Proof of Theorem uhgrun

Step	Hyp	Ref	Expression
1		uhgrun.g	. . . . 5 ⊢ (𝜑 → 𝐺 ∈ UHGraph)
2		uhgrun.vg	. . . . . 6 ⊢ 𝑉 = (Vtx‘𝐺)
3		uhgrun.e	. . . . . 6 ⊢ 𝐸 = (iEdg‘𝐺)
4	2, 3	uhgrf 28989	. . . . 5 ⊢ (𝐺 ∈ UHGraph → 𝐸:dom 𝐸⟶(𝒫 𝑉 ∖ {∅}))
5	1, 4	syl 17	. . . 4 ⊢ (𝜑 → 𝐸:dom 𝐸⟶(𝒫 𝑉 ∖ {∅}))
6		uhgrun.h	. . . . . 6 ⊢ (𝜑 → 𝐻 ∈ UHGraph)
7		eqid 2729	. . . . . . 7 ⊢ (Vtx‘𝐻) = (Vtx‘𝐻)

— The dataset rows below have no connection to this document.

PR #953, opened 2021-06-13
Attempt to fix DRS int tests

snf2ye:
- The "getSnapshot" call in DRS setup appeared to be the place where things were failing. But, we're successfully making the call in the setupEncode() method. I'm trying to pass that through and see if it helps. 

None of this explains the timing of these test failures. Why did they just start failing Friday afternoon?


snf2ye:
problem code noted in this comment: https://github.com/DataBiosphere/jade-data-repo/blob/develop/src/test/java/bio/terra/service/filedata/google/firestore/EncodeFixture.java#L143

I believe CA-1406 has been resolved - I'll open a new PR that un-comments that chunk of code.

snf2ye:
follow on PR: https://github.com/DataBiosphere/jade-data-repo/pull/1148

8		uhgrun.f	. . . . . . 7 ⊢ 𝐹 = (iEdg‘𝐻)
9	7, 8	uhgrf 28989	. . . . . 6 ⊢ (𝐻 ∈ UHGraph → 𝐹:dom 𝐹⟶(𝒫 (Vtx‘𝐻) ∖ {∅}))
10	6, 9	syl 17	. . . . 5 ⊢ (𝜑 → 𝐹:dom 𝐹⟶(𝒫 (Vtx‘𝐻) ∖ {∅}))
11		uhgrun.vh	. . . . . . . . 9 ⊢ (𝜑 → (Vtx‘𝐻) = 𝑉)
12	11	eqcomd 2735	. . . . . . . 8 ⊢ (𝜑 → 𝑉 = (Vtx‘𝐻))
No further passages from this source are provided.